Rol yaptığımızı anladığım için hemen ayak uydurup bardağı aldım.

"Ay dur şimdi sana cilve yapacağım ama Serhat görse ikimizi de vurur." dedi gülerek. "Sakın etkilenme gebertirim!" diye ekledi sertçe.

Kahkaha attım. Deliydi bu kadın.
"Tamam tamam cilveli bir insan olduğumu düşünüyorum zaten. Orasını halledebilirim. Sonra ne olacak?"

"Sonra abi lafını hafiften kesmeye başla. Ama çok çaktırma. Mesajlarda birkaç kez deme önce. Yüzyüze de nadiren unutmuş gibi yap. Eğer ters davranırsa paçayı kurtarmaya çok çalışma. Sessiz kal."

"Çok riskli."

"E oynamaktan korkuyorsan hiç girmeyelim?"

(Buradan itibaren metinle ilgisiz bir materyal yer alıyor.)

PR #3357, opened 2016-07-27
luyten 0.4.8

ilovezfs:
Created with `brew bump-formula-pr`.

PR #3428, opened 2016-07-29
luyten: migrate to gui

ilovezfs:
See discussion here: https://github.com/Homebrew/homebrew-core/pull/3357#discussion_r72778372

CC @UniqMartin @DomT4


UniqMartin:
:+1:

> CC @UniqMartin @DomT4

We don't get a notification if you retroactively add this. :wink: (But maybe this was intentional?)

DomT4:
I kind of hate migrating things to taps other than the 💀-yard these days given how badly looked after taps have become, but if this is untestable in a sane way I guess this is fine.

ilovezfs:
>We don't get a notification if you retroactively add this. :wink: (But maybe this was intentional?)

@UniqMartin Ug. No, not intentional. That's somewhat annoying.

>I kind of hate migrating things to taps other than the :skull:-yard these days given how badly looked after taps have become, but if this is untestable in a sane way I guess this is fine.

@DomT4 The best we can do, I think, is verifying either there are no exceptions or there is a HeadlessException and an exit status of 0. I'm happy to throw that in if you'd prefer to keep this in core.

DomT4:
It's entirely GUI based, I think it's fair enough to relocate it, just anxious about us seemingly using taps more often than not to ditch software we don't love very much & it then gets universally ignored. Not a criticism of you or this PR; a broader concern I've voiced quite a few times by now.

ilovezfs:
@DomT4 Have you seen https://en.wikipedia.org/wiki/It's_a_Good_Life_%28The_Twilight_Zone%29

It definitely does feel like we're wishing them into a cornfield.

DomT4:
😄 It's alright, some of our formulae are already _"grotesque, walking horror"s_ 😉

ilovezfs:
>some

understatement of the year?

"Tamam! Şimdi sonrasında ne olacak?"

"Oraya biraz bunların sonucuna göre baksak iyi olur aslında. Sen yarın ona bir şey al veya yap. Hafif cilveli davran. Mümkünse ikinizin olduğu bir ortamda ver."

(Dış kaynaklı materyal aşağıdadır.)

PR #3433, opened 2016-07-29
mpd: test for crash on HEAD builds

jacobvosmaer:

---

As of homebrew-core 69acd35e30dbf14ec798f41c879d426e1f4ea014 and
mpd 2777a23672dcea12f1b9abf2c137eab987660ece I have a reproducable
crashing bug that occurs only when I `brew install mpd --HEAD` but
not if I do `brew install mpd`. This commit adds a test that makes
MPD crash after being compiled from source at HEAD on my system.

### DIFF
--- a/Formula/mpd.rb
+++ b/Formula/mpd.rb
@@ -132,6 +132,7 @@ class Mpd < Formula
 
     begin
       assert_match "OK MPD", shell_output("curl localhost:6600")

Öğretmen edasıyla yapacaklarımı tane tane anlattığında başımı salladım. Yapacaktım. Bu kadar sene beklemiştim de bir yararını görmemiştim. Şimdi kaybedecek bir şeyim yoktu. Ailemin bana asla sırt çevirmeyeceğini biliyordum. Abimden şüpheliydim ama sevdiğim adamı sonsuza kadar kaybetmek mi yoksa abimle uzun süreli bir küslük mü diye sorsanız kesinlikle tercihim abimden yana olurdu.

Bir şeyler artık benim lehimde ilerlesin istiyordum. Benim istediğim gibi olsun istiyordum. Benimle olsun istiyordum.

Öğrendiklerimden sonra Esra yenge Serhat Abi'yle oturacağı için çok uzatmadan odama geri döndüm. Bir sürü teşekkür cümlesini peş peşe sıralamıştım. Ona gerçekten gözümü açtığı için minnettardım.

Odama girdiğimde herhangi bir şey almaktansa ona bir şeyler pişirmemin onu daha çok mutlu edeceğini bildiğimden hiç hediye bakmadım. Belki tarçınlı kurabiye belki ıslak kek... İkisini de seviyordu.

Yarın her şeyin benim için farklı olacağını bilerek gözlerimi kapamaya çalıştım.

————

Kahvaltıdan sonra onlar işe giderken Baran'ı masadan gözlerimi çekmeden süzmüştüm uzun uzun. Yine siyah bir gömlek ve siyah kumaş pantolon vardı üzerinde. Saçları düzgündü ve kemikli yüzü her zamanki gibi aşırı hoş duruyordu.

Kahvaltıdan kalkıp Rojin'le beraber oturup oyun oynadım, Songüller'le sohbet etmeye çalıştım. Aslında ıslak keki önceden yapacaktım ancak bu konakta dolaba koyduğumu tekrar bulmam imkansız gibi bir şeydi. En iyisi gelmesine yakın yapmaktı. Anneme uyduracağım bahaneyi çoktan düşünmüştüm bile. Abimin canı istemişti ben de kıramamıştım.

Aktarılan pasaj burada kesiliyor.